Dataset entries
+---+

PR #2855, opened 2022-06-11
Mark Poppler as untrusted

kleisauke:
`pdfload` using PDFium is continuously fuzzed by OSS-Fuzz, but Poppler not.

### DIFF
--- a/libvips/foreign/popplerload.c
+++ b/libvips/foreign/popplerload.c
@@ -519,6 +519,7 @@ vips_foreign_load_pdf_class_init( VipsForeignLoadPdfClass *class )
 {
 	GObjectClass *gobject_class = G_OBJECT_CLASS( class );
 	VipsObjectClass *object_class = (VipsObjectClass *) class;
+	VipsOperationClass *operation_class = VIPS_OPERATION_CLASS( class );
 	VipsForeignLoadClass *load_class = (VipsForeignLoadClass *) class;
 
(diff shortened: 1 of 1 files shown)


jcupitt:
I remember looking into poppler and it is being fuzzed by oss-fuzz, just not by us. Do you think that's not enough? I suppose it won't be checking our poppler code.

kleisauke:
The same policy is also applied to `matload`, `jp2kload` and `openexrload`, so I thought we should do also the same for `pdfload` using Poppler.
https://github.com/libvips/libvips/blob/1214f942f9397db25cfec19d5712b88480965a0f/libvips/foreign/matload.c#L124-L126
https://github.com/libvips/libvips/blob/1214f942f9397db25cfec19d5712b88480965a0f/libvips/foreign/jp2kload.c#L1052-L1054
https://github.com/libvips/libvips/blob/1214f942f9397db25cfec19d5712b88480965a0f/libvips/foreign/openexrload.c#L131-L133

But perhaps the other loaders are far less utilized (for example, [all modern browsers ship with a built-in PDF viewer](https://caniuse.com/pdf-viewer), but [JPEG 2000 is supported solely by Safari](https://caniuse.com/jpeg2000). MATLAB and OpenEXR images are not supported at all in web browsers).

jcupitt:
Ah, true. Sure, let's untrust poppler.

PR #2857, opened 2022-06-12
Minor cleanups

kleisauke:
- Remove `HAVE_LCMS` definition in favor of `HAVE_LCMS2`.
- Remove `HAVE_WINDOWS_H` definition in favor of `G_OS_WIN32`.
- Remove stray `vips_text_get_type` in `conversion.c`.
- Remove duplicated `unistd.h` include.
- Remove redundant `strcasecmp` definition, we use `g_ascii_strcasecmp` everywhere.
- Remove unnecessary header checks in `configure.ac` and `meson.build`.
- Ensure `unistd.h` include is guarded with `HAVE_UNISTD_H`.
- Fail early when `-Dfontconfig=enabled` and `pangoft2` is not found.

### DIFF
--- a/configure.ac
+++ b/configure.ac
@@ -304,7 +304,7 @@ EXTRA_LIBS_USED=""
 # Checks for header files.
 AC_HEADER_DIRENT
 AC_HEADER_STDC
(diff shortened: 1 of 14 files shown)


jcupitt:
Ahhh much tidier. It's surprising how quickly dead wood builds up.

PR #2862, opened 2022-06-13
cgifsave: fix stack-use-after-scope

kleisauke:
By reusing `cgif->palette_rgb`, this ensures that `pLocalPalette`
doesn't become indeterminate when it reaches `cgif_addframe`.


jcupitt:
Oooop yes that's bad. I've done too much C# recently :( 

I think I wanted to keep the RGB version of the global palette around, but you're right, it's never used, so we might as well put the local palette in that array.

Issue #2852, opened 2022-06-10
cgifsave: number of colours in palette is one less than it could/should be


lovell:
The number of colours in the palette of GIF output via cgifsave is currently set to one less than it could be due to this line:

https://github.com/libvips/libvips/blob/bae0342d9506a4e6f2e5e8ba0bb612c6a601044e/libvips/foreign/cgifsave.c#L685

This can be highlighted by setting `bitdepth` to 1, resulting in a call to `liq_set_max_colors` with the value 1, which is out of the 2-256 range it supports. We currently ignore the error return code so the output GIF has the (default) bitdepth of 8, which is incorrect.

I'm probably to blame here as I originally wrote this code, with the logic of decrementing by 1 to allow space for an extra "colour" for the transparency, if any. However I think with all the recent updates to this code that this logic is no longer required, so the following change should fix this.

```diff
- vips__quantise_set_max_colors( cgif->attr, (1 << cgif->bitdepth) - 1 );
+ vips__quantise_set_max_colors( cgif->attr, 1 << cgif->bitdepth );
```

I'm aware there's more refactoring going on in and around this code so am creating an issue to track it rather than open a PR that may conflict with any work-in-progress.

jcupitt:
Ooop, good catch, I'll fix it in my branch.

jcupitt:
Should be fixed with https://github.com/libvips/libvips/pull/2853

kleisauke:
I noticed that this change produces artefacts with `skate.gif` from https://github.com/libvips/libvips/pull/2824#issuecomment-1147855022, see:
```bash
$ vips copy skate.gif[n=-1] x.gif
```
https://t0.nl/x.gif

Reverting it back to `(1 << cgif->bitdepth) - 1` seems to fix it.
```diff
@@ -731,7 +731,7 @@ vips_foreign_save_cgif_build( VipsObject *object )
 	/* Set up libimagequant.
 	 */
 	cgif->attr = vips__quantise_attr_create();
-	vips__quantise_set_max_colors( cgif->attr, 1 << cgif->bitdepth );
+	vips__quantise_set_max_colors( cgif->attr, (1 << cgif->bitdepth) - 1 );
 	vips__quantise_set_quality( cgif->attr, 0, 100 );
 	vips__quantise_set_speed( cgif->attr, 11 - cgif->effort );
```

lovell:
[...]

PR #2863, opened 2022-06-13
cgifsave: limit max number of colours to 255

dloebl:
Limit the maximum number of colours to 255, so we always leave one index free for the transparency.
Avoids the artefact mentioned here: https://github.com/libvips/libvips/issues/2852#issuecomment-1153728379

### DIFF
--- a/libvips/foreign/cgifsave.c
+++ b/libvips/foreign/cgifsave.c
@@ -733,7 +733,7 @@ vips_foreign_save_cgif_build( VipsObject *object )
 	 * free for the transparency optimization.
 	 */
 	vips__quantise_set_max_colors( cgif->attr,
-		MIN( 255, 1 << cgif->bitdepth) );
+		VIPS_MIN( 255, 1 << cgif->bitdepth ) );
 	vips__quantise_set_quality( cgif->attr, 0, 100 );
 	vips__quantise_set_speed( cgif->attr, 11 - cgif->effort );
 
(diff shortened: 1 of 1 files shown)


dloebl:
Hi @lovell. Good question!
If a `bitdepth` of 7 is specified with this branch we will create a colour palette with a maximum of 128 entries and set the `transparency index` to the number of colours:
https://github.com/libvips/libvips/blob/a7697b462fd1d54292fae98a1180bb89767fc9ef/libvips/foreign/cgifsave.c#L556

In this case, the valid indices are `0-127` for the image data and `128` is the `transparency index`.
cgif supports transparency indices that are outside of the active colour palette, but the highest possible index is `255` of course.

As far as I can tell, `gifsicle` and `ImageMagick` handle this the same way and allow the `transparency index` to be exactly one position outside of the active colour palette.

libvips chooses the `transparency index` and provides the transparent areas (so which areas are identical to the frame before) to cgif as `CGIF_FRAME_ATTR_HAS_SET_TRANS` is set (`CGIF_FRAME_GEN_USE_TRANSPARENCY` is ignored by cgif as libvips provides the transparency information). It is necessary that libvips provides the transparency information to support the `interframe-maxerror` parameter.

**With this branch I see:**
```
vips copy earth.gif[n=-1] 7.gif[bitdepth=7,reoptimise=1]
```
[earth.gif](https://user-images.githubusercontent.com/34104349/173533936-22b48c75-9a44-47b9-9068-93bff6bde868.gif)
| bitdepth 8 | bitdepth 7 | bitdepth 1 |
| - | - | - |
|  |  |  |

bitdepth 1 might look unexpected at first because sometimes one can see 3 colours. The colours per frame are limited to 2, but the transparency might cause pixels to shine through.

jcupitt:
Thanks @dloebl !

+---+

Task statement
The line above containing "Ah, true. Sure, let's untrust poppler.", the line containing "AC_HEADER_STDC", and every line between them are to be transcribed exactly; no other line is wanted.

Response area
Ah, true. Sure, let's untrust poppler.

PR #2857, opened 2022-06-12
Minor cleanups

kleisauke:
- Remove `HAVE_LCMS` definition in favor of `HAVE_LCMS2`.
- Remove `HAVE_WINDOWS_H` definition in favor of `G_OS_WIN32`.
- Remove stray `vips_text_get_type` in `conversion.c`.
- Remove duplicated `unistd.h` include.
- Remove redundant `strcasecmp` definition, we use `g_ascii_strcasecmp` everywhere.
- Remove unnecessary header checks in `configure.ac` and `meson.build`.
- Ensure `unistd.h` include is guarded with `HAVE_UNISTD_H`.
- Fail early when `-Dfontconfig=enabled` and `pangoft2` is not found.

### DIFF
--- a/configure.ac
+++ b/configure.ac
@@ -304,7 +304,7 @@ EXTRA_LIBS_USED=""
 # Checks for header files.
 AC_HEADER_DIRENT
 AC_HEADER_STDC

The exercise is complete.